Start of Material for this task

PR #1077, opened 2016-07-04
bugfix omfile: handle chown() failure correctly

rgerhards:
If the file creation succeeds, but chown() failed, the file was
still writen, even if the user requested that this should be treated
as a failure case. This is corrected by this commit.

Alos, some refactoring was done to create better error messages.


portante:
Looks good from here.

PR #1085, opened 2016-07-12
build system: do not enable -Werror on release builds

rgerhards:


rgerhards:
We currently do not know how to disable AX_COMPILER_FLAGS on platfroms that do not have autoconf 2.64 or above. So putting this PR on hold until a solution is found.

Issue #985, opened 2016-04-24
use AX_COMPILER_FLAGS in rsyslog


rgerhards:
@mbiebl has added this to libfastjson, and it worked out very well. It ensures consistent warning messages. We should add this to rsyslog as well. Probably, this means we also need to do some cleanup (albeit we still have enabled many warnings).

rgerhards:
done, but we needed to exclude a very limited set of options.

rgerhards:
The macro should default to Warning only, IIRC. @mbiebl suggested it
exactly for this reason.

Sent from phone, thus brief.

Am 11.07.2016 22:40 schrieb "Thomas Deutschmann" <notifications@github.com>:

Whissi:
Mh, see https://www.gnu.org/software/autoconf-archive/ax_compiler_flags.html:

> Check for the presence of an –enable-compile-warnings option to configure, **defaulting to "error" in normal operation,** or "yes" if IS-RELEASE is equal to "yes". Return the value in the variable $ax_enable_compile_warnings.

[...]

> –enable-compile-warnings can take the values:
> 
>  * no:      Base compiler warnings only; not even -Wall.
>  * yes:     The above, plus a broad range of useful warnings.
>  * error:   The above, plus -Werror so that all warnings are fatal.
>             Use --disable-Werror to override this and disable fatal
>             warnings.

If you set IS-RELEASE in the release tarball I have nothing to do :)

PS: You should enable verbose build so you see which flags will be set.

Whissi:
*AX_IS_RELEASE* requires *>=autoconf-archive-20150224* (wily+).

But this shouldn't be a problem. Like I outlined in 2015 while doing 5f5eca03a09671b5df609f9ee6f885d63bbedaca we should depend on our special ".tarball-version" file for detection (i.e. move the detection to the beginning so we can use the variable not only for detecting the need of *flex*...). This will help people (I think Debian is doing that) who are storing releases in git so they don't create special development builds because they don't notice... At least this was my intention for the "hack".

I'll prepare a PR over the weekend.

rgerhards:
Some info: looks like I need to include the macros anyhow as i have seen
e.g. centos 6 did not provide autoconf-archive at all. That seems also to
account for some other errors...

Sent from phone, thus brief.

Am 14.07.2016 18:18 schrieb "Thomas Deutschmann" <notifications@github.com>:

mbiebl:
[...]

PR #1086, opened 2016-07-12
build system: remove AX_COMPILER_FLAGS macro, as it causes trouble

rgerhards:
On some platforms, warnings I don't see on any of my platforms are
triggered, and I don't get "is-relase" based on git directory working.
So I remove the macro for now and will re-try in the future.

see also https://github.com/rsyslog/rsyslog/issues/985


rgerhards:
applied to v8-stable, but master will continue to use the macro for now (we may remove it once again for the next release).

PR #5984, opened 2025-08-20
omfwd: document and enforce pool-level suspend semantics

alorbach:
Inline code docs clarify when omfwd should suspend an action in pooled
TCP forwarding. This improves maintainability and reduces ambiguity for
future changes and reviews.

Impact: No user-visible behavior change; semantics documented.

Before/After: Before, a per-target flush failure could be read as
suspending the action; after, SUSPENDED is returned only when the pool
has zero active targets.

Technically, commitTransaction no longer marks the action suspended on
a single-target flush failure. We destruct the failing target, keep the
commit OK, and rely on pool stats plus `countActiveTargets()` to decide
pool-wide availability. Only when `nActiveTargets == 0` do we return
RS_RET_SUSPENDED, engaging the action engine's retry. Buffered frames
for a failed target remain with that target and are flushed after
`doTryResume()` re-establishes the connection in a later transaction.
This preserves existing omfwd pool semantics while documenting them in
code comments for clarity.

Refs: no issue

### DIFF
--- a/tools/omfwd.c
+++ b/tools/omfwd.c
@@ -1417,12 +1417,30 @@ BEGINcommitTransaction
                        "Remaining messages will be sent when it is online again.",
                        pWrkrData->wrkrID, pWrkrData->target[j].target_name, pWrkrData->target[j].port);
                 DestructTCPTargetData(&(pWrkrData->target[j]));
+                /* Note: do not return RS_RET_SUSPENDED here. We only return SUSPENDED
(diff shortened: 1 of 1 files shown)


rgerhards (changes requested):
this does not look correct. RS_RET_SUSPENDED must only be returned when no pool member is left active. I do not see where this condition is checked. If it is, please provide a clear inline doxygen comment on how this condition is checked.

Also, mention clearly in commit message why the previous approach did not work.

End of Material for this task

Exercise ->
In the material above, transcribe exactly the lines beginning at the one with "enabled many warnings)." and ending at the one with "e.g. centos 6", both included.

Response below ->
@mbiebl has added this to libfastjson, and it worked out very well. It ensures consistent warning messages. We should add this to rsyslog as well. Probably, this means we also need to do some cleanup (albeit we still have enabled many warnings).

rgerhards:
done, but we needed to exclude a very limited set of options.

rgerhards:
The macro should default to Warning only, IIRC. @mbiebl suggested it
exactly for this reason.

Sent from phone, thus brief.

Am 11.07.2016 22:40 schrieb "Thomas Deutschmann" <notifications@github.com>:

Whissi:
Mh, see https://www.gnu.org/software/autoconf-archive/ax_compiler_flags.html:

> Check for the presence of an –enable-compile-warnings option to configure, **defaulting to "error" in normal operation,** or "yes" if IS-RELEASE is equal to "yes". Return the value in the variable $ax_enable_compile_warnings.

[...]

> –enable-compile-warnings can take the values:
> 
>  * no:      Base compiler warnings only; not even -Wall.
>  * yes:     The above, plus a broad range of useful warnings.
>  * error:   The above, plus -Werror so that all warnings are fatal.
>             Use --disable-Werror to override this and disable fatal
>             warnings.

If you set IS-RELEASE in the release tarball I have nothing to do :)

PS: You should enable verbose build so you see which flags will be set.

Whissi:
*AX_IS_RELEASE* requires *>=autoconf-archive-20150224* (wily+).

But this shouldn't be a problem. Like I outlined in 2015 while doing 5f5eca03a09671b5df609f9ee6f885d63bbedaca we should depend on our special ".tarball-version" file for detection (i.e. move the detection to the beginning so we can use the variable not only for detecting the need of *flex*...). This will help people (I think Debian is doing that) who are storing releases in git so they don't create special development builds because they don't notice... At least this was my intention for the "hack".

I'll prepare a PR over the weekend.

rgerhards:
Some info: looks like I need to include the macros anyhow as i have seen
e.g. centos 6 did not provide autoconf-archive at all. That seems also to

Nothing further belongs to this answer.